▸ **Data**
PR #1398, opened 2026-02-18
example_config: fix HA for blank displayName

santigz:
Fix example_config for Home Assistant.
Use the user .id when the .displayName is not present.


nitnelave (approved):
Thanks!

PR #1423, opened 2026-03-30
feat(auth): upgrade opaque-ke from 0.7 to 4.0 (RFC 9807)

### LINKED ISSUE #111: Update Opaque-ke dependency
As part of their new API, the serializer doesn't write binary as base64 in JSON anymore. We should switch the json serializer to a json+binary-to-base64 one.

fredericrous:
Progressive migration from opaque-ke 0.7 to 4.0 (RFC 9807 / Option 3). Existing passwords remain valid and are automatically upgraded to the new format on next login — no forced password reset, no user-visible change, and **no admin action beyond deploying the new version** (the earlier `--force-update-private-key` step is gone, see "Automatic server key upgrade" below).

## How to review: commit-by-commit guide

The branch is 8 conventional commits ordered bottom-up (plus post-review fix commits kept separate so the deltas stay visible); every commit compiles and is bisectable. Each layer only depends on the ones before it:

| Commit | What to review |
|---|---|
| `8e779c9` feat(auth) | opaque-ke 4.0 cipher suite + the self-contained `lldap_auth::v07` compat layer (blind wrapper types; no other crate imports opaque-ke 0.7). Crypto only, no policy. |
| `997d030` feat(sql) | Migration policy: schema v12 `password_version` column, version-aware `bind()` with inline auto-upgrade, v0.7 web-login handshake, orion-sealed login state. |
| `a63f95c` feat(server) | The big one (~1.1k lines): v0.7 HTTP routes + 409 mapping, **automatic key upgrade** (detection, DB confirmation, sidecar, deferred atomic rotation) in `configuration.rs`/`main.rs`, WASM client fallback, set-password/migration-tool on the 4.0 client API. The commit message maps each bullet to its files. |
| `b1dc2a5` fix(auth) | Username-enumeration fix on the v0.7 endpoint (dummy handshake for both unknown and v4.0 users). Small and security-relevant — review in isolation. |
| `0820b1a` feat(migration-tool) | Same 409 fallback as the web client. |
| `3ec0d43` test(auth) | End-to-end upgrade test (real baseline binary → HEAD, file + seed key modes). |
| `e27aa36` docs | Migration guide + CHANGELOG. |
| `9ee3ab4` feat(app) | Admin visibility: admin-only `hasLegacyPassword` GraphQL field + "Password upgrade pending" badge and count in the user list (RFC's optional admin indicator). |
| `c22347f` fix(auth) | Post-review: CodeRabbit findings (generic v0.7 auth error, sidecar IO logging, no `unreachable!`, e2e retry). |
| `ec2c883` fix(auth) | Post-review: base64 wire encoding for OPAQUE messages in the JSON API (#111's original request; see Wire contract). |

## RFC Option 3 conformance

| Requirement | Implementation |
|---|---|
| No admin action beyond updating | The opaque-ke 0.7 → 4.0 key change is detected and applied automatically at startup; no flag, no extra restart. |
| Password version column | `password_version INT NOT NULL DEFAULT 0` added in migration v12 (0 = v0.7, 1 = v4.0). |
| Dual opaque-ke dependencies | `opaque-ke 0.7` (aliased `opaque-ke-v07`) coexists with `opaque-ke 4.0`. All v0.7 crypto is centralized in `lldap_auth::v07`, which exposes opaque wrapper types (`V07ServerSetup`, `V07ServerLoginState`, `V07ClientLoginState`) so neither `sql-backend-handler` nor `app` import opaque-ke v0.7 directly. `sql-backend-handler` owns migration policy (password version, upgrade timing, state encryption). `domain-model` has `DomainError::OpaqueV07Version`, and `server` exposes the v0.7 HTTP endpoints. |
| "Old OPAQUE version" error signal | `DomainError::OpaqueV07Version` mapped to **HTTP 409 Conflict** with body `{"error_code":"opaque_v07_version"}`. |
| Client fallback + silent re-registration | WASM client parses 409 `error_code`, falls back to `/auth/opaque/v07/login/{start,finish}` (opaque-ke 0.7 handshake), then immediately re-registers via the v4.0 registration flow. Re-registration failure is best-effort — login still succeeds, retry on next login. |
| LDAP bind transparent upgrade | `bind()` has the plaintext password; on v0.7 validation success it calls `upgrade_password()` inline (awaited, not background) to re-register with opaque-ke 4.0. |
| Simple HTTP login transparent upgrade | `simple_login` calls `bind()` under the hood — same upgrade path. |
| No visual change in web UI | Login and change-password components handle the fallback internally. |
| Startup warning for remaining v0.7 users | `server/src/main.rs` queries `password_version = 0` count at startup and emits a `warn!` with context about whether the v0.7 key is available. |
| Admin UI indicator for v0.7 users | **Implemented** — admin-only `hasLegacyPassword` GraphQL field (`null` for non-admins, gated server-side per-field) backing a "Password upgrade pending" badge + remaining-count banner in the user list. This tells admins when it's safe to eventually drop v0.7 support. |

## Wire contract

The 409 body uses a structured error code so clients don't need to string-match:

```json
{"error_code":"opaque_v07_version"}
```

Clients that receive this response should fall back to the v0.7 endpoints at `/auth/opaque/v07/login/start` and `/auth/opaque/v07/login/finish`. The `error_code` check is intentional — HTTP status alone is insufficient because 409 may be reused.

**Message encoding**: all OPAQUE message fields in the JSON API (v4.0 and v0.7 endpoints alike) carry the RFC 9807 protocol serialization as a **base64 string** — the same JSON shape as the pre-upgrade API, and the encoding #111 originally asked for. opaque-ke 4.0's derived serde impls would otherwise have leaked its internal struct layout (nested integer arrays) into the public API; a `base64_wire` serde adapter in `lldap_auth` prevents that and lets non-Rust clients build messages from raw protocol bytes.

## Automatic server key upgrade (no flag, no restart)

The server's `ServerSetup` key also changes format incompatibly between opaque-ke 0.7 and 4.0 (the RFC only covers password hashes). Rather than reusing `--force-update-private-key` — whose documented meaning is "invalidate every password" — the upgrade is detected positively and applied automatically:

- **Detection**: a key file that fails 4.0 deserialization is parsed as a v0.7 `ServerSetup`. A corrupted file parses as neither and aborts startup *without touching the file*.
- **Confirmation**: pre-4.0 servers stored `stable_hash(<v0.7 private key bytes>)` in the DB; the startup check recomputes that hash from the detected v0.7 key and only accepts the change if it matches — proving it's the key from the last successful startup. A valid-but-wrong v0.7 key (e.g. wrong file restored) is rejected.
- **Deferred, atomic rotation**: nothing is written at config-load time (`healthcheck`/`test-email` can never rotate the key). Once confirmed, the old key is saved to a `<keyfile>.v07` sidecar *before* the key file is atomically replaced (temp file + rename), so a sidecar write failure can't destroy the only copy. The sidecar is loaded on subsequent startups and auto-deleted once `count_v07_passwords() == 0`. A crash between rotation and the DB update self-heals on the next startup (the stored hash still matches the sidecar key).
- **Seed-based deployments**: the v0.7 key is re-derived byte-for-byte from the same `key_seed` in memory on every start — no file, no sidecar; the same DB-hash confirmation applies.
- `--force-update-private-key` keeps its existing, purely destructive meaning and is **not** part of this upgrade.

## Upgrade path

```bash
# 1. Stop lldap
# 2. Deploy the new binary
# 3. Start normally:
lldap run
#    → detects the v0.7 key, confirms it against the DB, rotates it
#      (file mode: writes <keyfile>.v07 sidecar; seed mode: nothing on disk)
#    → users with v0.7 passwords are upgraded on next login
#    → once all users are upgraded, the sidecar is auto-deleted
```

No flags, no forced password resets, no user-visible change.

## Tests

**Unit tests in `sql_opaque_handler.rs`:**
- `test_v07_bind_auto_upgrade` — v0.7 bind succeeds and upgrades `password_version` to 1
- `test_v07_bind_wrong_password` — wrong password stays at 0 (no upgrade on failure)
- `test_new_registration_sets_v1` — fresh registration writes `password_version = 1`
- `test_mixed_users_both_bind` — v0 and v1 users coexist correctly
- `test_opaque_login_start_returns_v07_version_error` — v4.0 login start on v0.7 user returns `OpaqueV07Version`
- `test_v07_opaque_login_full_flow` — full v0.7 handshake → re-register → v4.0 login → `password_version = 1`
- `test_v07_login_wrong_password_fails` — v0.7 endpoint rejects bad password
- `test_v07_login_rejected_for_v4_user` — v4 user on v0.7 endpoint is rejected
- `test_corrupted_bytes_rejected` — corrupted password bytes are rejected
- `test_new_format_roundtrip` — v4.0 ServerRegistration serialization roundtrip
- `test_v07_format_compat` — v0.7 password file format compatibility

**Key-upgrade tests in `server/src/configuration.rs`:**
- corrupted key file (parses as neither version) errors without touching the file
- valid v0.7 key file is detected with **no disk writes at config-load time**; persisting the rotation writes the sidecar + rotates atomically
- the sidecar is reloaded on subsequent startups and cleaned up once all users are upgraded

**GraphQL access-control tests:** `hasLegacyPassword` returns real values for admins and `null` for non-admin callers.

**End-to-end upgrade test** (`scripts/test_opaque_upgrade.sh`):

Builds two `lldap` binaries from this repo at two different commits — a baseline (the parent of the migration commit, pinned at `bb2ea7b`) and HEAD — then exercises the full upgrade sequence for **both** key-storage modes (file and seed) against the same SQLite DB:

1. Baseline creates a test user with a known password (opaque-ke 0.7 credential)
2. HEAD starts **directly** (no flag, no extra restart) and reports the automatic upgrade; file mode asserts the key file was rotated and the `<keyfile>.v07` sidecar holds the original key, seed mode asserts nothing was written to disk
3. Admin GraphQL query asserts `hasLegacyPassword = true` for the test user (the admin login itself exercises the simple-login upgrade path)
4. LDAP bind with the original password succeeds and auto-upgrades `password_version` 0 → 1; `hasLegacyPassword` flips to `false`
5. Second bind with the upgraded credential succeeds
6. Wrong password is rejected

This test caught a real bug: the v0.7 key material was lost across restarts, fixed by the sidecar file persistence in this PR.

```bash
# Run locally (requires: cargo, git, curl, jq, sqlite3, ldapsearch)
# First run builds both binaries (~10-15 min); subsequent runs use cargo cache (~1 min)
bash scripts/test_opaque_upgrade.sh
```

## Migration safety

DB migration v12 adds `password_version INT NOT NULL DEFAULT 0` to the `users` table. Applied via the existing migration framework (idempotent). Downgrade-safe: old binaries only SELECT the columns they know about; the new column is ignored. No data is touched in migration — passwords are upgraded lazily on login.

The v0.7 key sidecar (`<keyfile>.v07`) is created during the automatic rotation and auto-deleted when no v0.7 users remain. If the file is manually deleted before all users are upgraded, the affected users will need an admin password reset — the startup warning makes this explicit.

## Known limitations / follow-ups

- **`change_password` with a v0.7 password** — requires the user to log out and back in first (the web UI shows an explanatory error message). A follow-up could handle the re-auth flow inline.
- **WASM bundle size impact** — raw wasm `2.89 MB → 3.01 MB` (+4.1%), gzipped `921.6 KB → 974.0 KB` (+5.6%). The increase comes from opaque-ke 0.7 and its transitive deps added as WASM deps for the v0.7 handshake. These can be removed once the migration window closes.
- **LDAP bind upgrade is inline** — `upgrade_password()` is awaited inside `bind()`, adding Argon2id latency (~100ms) to the first successful login after migration. Subsequent logins use the v4.0 path with no overhead.
- **Deprecation phase** (future release, per the RFC): switch the startup warning from a count to listing the users, then eventually drop the v0.7 dependency — the `hasLegacyPassword` admin visibility added here is the prerequisite for that.

Fixes #111


nitnelave:
You might have noticed the teeny-tiny warning at the top? About breaking every single password? 

As much as updating dependencies is nice, I would very much like to avoid breaking users' flow. What's the motivation for upgrading opaque?

There is a document about a progressive migration of the passwords as the users log in (they re-register their password with the new protocol), that's something I'd be willing to merge. Note that it doesn't drop the old dependency yet, it'd take a while (and I'd probably put that off until 1.0, once I have more time to work on it and can merge the plugin API as well).

fredericrous:
Thanks for the feedback.
This PR is intentionally a WIP to explore and validate the upgrade to opaque-ke 4.0, not a proposal to merge a breaking change as-is.

My main driver is that I currently don’t have a usable TypeScript implementation of the older OPAQUE version, so I’d rather contribute here than build something that diverges. I only found the migration RFC after starting this work.

I’m not in a rush to merge, but I do want to move forward with the newer protocol on my side, so I’ll rework this toward a progressive migration approach instead of a hard break.

fredericrous:
@coderabbitai review

fredericrous:
@coderabbitai review

server/src/auth_service.rs
```diff
@@ -537,6 +583,134 @@ where
...
+        .map_err(|e| TcpError::BadRequest(format!("{e:#?}")))?
+        .into_inner();
+
+    // Decode base64 registration_start_request → RegistrationRequest
+    let raw_bytes = base64::engine::general_purpose::URL_SAFE_NO_PAD
+        .decode(&b64_request.registration_start_request)
+        .map_err(|e| TcpError::BadRequest(format!("Invalid base64: {e}")))?;
+    let registration_request =
+        opaque::server::registration::RegistrationRequest::deserialize(&raw_bytes)
+            .map_err(|e| TcpError::BadRequest(format!("Invalid registration request: {e}")))?;
```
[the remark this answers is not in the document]
fredericrous: . Two distinct endpoint families exist: registration_base64 (used by external clients like serenity-kit) 
    consistently uses URL_SAFE_NO_PAD on both encode (auth_service.rs:655, 685) and decode (623, 685). login_base64 legacy    
    endpoints in sql_opaque_handler.rs consistently use STANDARD on both sides. No endpoint mixes encodings. They're different
                                                                                                                              
    by design — URL_SAFE_NO_PAD is the JS-ecosystem default for OPAQUE wire format.

nitnelave:
I'm only going off of the PR description, I haven't read the code, but I have a couple of notes:
- what is Versioned envelope for in-flight legacy state? I'm not sure I understand the need. Isn't the endpoint enough to know which version of the protocol you're using?
- doesn't lldap_auth need to know the two opaque versions? In fact I was almost hoping we could limit them to only that crate and expose blind wrappers
- let's not use tokio:: spawn when re-registering. Keep everything simple, even if logging in is twice as long once per user. Same for the frontend.

fredericrous:
Thanks for the review. All three points addressed. lldap_auth::v07 now owns all v0.7 crypto and exposes opaque wrapper types and functions. Neither sql-backend-handler nor app import opaque-ke v0.7 directly anymore.
PR https://github.com/lldap/lldap/pull/1430 needs to be merged for all the new tests to pass

I tested manually this PR with container  https://github.com/fredericrous/lldap/pkgs/container/lldap/789746685?tag=opaque-ke-4 lgtm

fredericrous:
Heads-up: I force-pushed to tidy this up for review. Rebased onto latest main (no merge commits) and split into 8 logical conventional commits, readable top to bottom.

What it does: progressive, backward-compatible migration from opaque-ke 0.7 → 4.0 (RFC 9807). Existing passwords keep working and re-encode to v4.0 on next login. no reset required.

Worth noting:
- One operator step: first start needs --force-update-private-key=true once (both server_key file and key_seed setups). The startup error explains it and warns against --force-ldap-user-pass-reset.
- Security: the v0.7 login endpoint uses an indistinguishable dummy handshake so it doesn't leak account existence/version (no bypass). Residual: the v4.0 endpoint's 409 opaque_v07_version is an existence signal during the migration window but is needed for the client fallback. Happy to revisit.
- Tests: scripts/test_opaque_upgrade.sh builds the pre-migration baseline + HEAD and runs the real upgrade end-to-end for both file and seed key modes.

fmt/clippy clean, tests + e2e pass, codecov green. Happy to adjust to your conventions.

nitnelave:
Sorry, maybe I misunderstand, but won't force-update-private-key=true invalidate every password? If we were to do that we don't need to support both protocols at the same time... (In other words, we should not do that)

fredericrous:
You're right — using a flag documented as "invalidate every password" for a password-preserving migration was confusing. Even though the previous version didn't actually invalidate anything (the flag was only being reused to authorize the key-format rotation while keeping the old v0.7 key around for the fallback handshake), that's not how anyone would reasonably read it. Since the goal of the RFC is a zero-admin-action upgrade anyway, I removed the flag entirely.

The upgrade is now automatic: stop, deploy, start, done. On startup, the server:

* Detects whether the key file is an opaque-ke 0.7 key by actually parsing it. If the file is corrupted, it parses as neither version and startup aborts without touching anything.
* Verifies it's the same key used on the last successful startup by recomputing the pre-4.0 `private_key_hash` from the v0.7 key and comparing it with the value stored in the database. A valid but incorrect key (for example, restoring the wrong backup) is rejected.
* Only then performs the rotation. The old key is saved as a `<keyfile>.v07` sidecar before the key file is atomically replaced, so existing passwords continue to work until each user logs in and is transparently re-registered under the new key. For seed-based setups, the v0.7 key is derived from the same seed in memory, so nothing extra is written to disk. The rotation also only happens during normal server startup, so commands like `healthcheck` and `test-email` can never trigger it.

`--force-update-private-key` keeps its existing destructive behavior and isn't involved in the upgrade path.

I also force-pushed and cleaned up the history so the temporary flag approach is gone entirely. The PR description now includes a commit-by-commit guide, and the upgrade section has been updated to match the new flow.

The end-to-end test (`scripts/test_opaque_upgrade.sh`) now covers the zero-action upgrade path directly: start with a 0.7 binary, upgrade to HEAD with no flags, and verify the credentials continue to work and are automatically upgraded in both `server_key` and `key_seed` configurations.

While I was in there, I also implemented the optional admin-visibility item from the RFC: an admin-only `hasLegacyPassword` GraphQL field (server-side gated, `null` for non-admins), which powers a "Password upgrade pending" badge and remaining-user count in the user list. That gives admins a way to see when it's safe to eventually remove v0.7 support.

fredericrous:
@coderabbitai review

fredericrous:
Since your force-update note I don't want where this landed getting lost under the churn above: the automatic, flag-free upgrade I described earlier is the current state, and that's the part I'd value your read on.

Two follow-ups since, only one worth your eye: I restored the base64-in-JSON encoding you originally asked for in #111. opaque-ke 4.0's serde had quietly turned the /auth/opaque/* messages into raw integer arrays, changing the wire shape and breaking non-Rust clients; it's back to the pre-upgrade format. The rest was a routine CodeRabbit pass.

Does the automatic approach sit right with you, or is there anything you'd want changed before it's worth a deeper look?

nitnelave:
I think we'll need https://github.com/lldap/lldap/pull/1475 first to gracefully handle the server_key migration case where you have several instances starting at the same time with a (shared) server_key file.

Whoever gets to do the DB migration can do the server_key migration.

Actually, I have a better idea for the server key: re-use the existing server_key as a random initialization seed. It should be re-hashed just to be sure, but that would allow us to derive a new v4 key deterministically without having to mess around with new files.

app/src/components/login.rs
```diff
@@ -37,17 +38,68 @@ pub struct Props {
     pub password_reset_enabled: bool,
 }
 
+/// State carried into `Msg::AuthenticationStartResponse`. The username and
+/// password are kept around so we can fall back to the v0.7 login flow on
+/// HTTP 409 from the v4.0 endpoint.
+pub struct AuthStart {
+    pub state: opaque::client::login::ClientLogin,
+    pub username: String,
+    pub password: String,
```
nitnelave, line 47: Can we use a safer type for the password? I think there's secstr for that.

crates/sql-backend-handler/src/sql_opaque_handler.rs
```diff
@@ -38,59 +66,185 @@ fn passwords_match(
...
+    /// Upgrade a v0.7 password to the current format after successful
+    /// validation. The caller must have already verified the password
+    /// against the v0.7 `Validator` — this re-runs the full v4.0
+    /// registration flow and updates `password_version` in the DB.
+    async fn upgrade_password(&self, username: &UserId, password: &str) -> Result<()> {
+        info!(
+            r#"Upgrading password for "{}" from v0.7 to current format"#,
+            username
+        );
+        register_password(self, username.clone(), &SecUtf8::from(password)).await
```
nitnelave, line 190: legacy auto-upgrade can restore a reset password.
A v0.7 LDAP bind validates the old credential, then asynchronously performs an unconditional v4 registration. If an admin/user resets that password between validation and the write, the stale upgrade can overwrite the reset and restore access for someone holding the old password.
Fix: conditional/CAS update on the validated legacy password hash and  password_version = 0 ; a zero-row update means the password changed concurrently and must be left untouched.

nitnelave:
For the password reset while logged in with an old session, I think we can simplify: during the DB migration, invalidate all user sessions. Then it's impossible to get into that edge case.

nitnelave:
Note that it hits a caching problem: if the WASM stays cached (which we don't properly invalidate), the client will just fail to log in. I'll open an issue to track that.

nitnelave (changes requested):
Overall LGTM, if you address my few comments.

fredericrous:
Thanks for the review. All points are addressed and the branch is re-tested end to end (both key modes), plus rehearsed on a Postgres deployment.

- secstr (b484f92, 0f8dedf): round-trip password copies in the web client, plus BindRequest and the simple-login request, are now SecUtf8.
- CAS upgrade (ac9f59d): both the LDAP-bind and web re-registration write with WHERE password_hash = <validated> AND password_version = 0; a concurrent reset always wins. The web path gets a sealed upgradeToken from the v0.7 login finish for that. This is a per-row runtime race, unrelated to #1475.
- Server key (a49792c): your idea. The v0.7 key file is never rewritten; its bytes are hashed with a fixed label and used as the ChaCha20 seed like key_seed. No sidecar, no rotation. The seed uses the raw file bytes, not the parsed private key, since the hash of that key is already stored in the DB. A golden-vector test pins the derived bytes.
- Sessions (1447bc6): migrating across v12 blacklists all unexpired JWTs and deletes refresh tokens.

On #1475: with the key derived rather than written, the server-key migration no longer has a multi-instance file race, so it does not depend on #1475. The schema-migration race itself still belongs to #1475; the session invalidation above runs only in the process that applied the migration, so it works the same under #1475's create_schema gate.

Docs and the e2e script updated (581c8e7). The red Docker jobs are #1497, fixed in #1498.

▸ **Assignment**
Reproduce exactly the section above that begins at the line containing "[the remark this" and ends at the line containing "- what is Versioned", leaving out all other lines.

▸ **Answer space**
[the remark this answers is not in the document]
fredericrous: . Two distinct endpoint families exist: registration_base64 (used by external clients like serenity-kit) 
    consistently uses URL_SAFE_NO_PAD on both encode (auth_service.rs:655, 685) and decode (623, 685). login_base64 legacy    
    endpoints in sql_opaque_handler.rs consistently use STANDARD on both sides. No endpoint mixes encodings. They're different
                                                                                                                              
    by design — URL_SAFE_NO_PAD is the JS-ecosystem default for OPAQUE wire format.

nitnelave:
I'm only going off of the PR description, I haven't read the code, but I have a couple of notes:
- what is Versioned envelope for in-flight legacy state? I'm not sure I understand the need. Isn't the endpoint enough to know which version of the protocol you're using?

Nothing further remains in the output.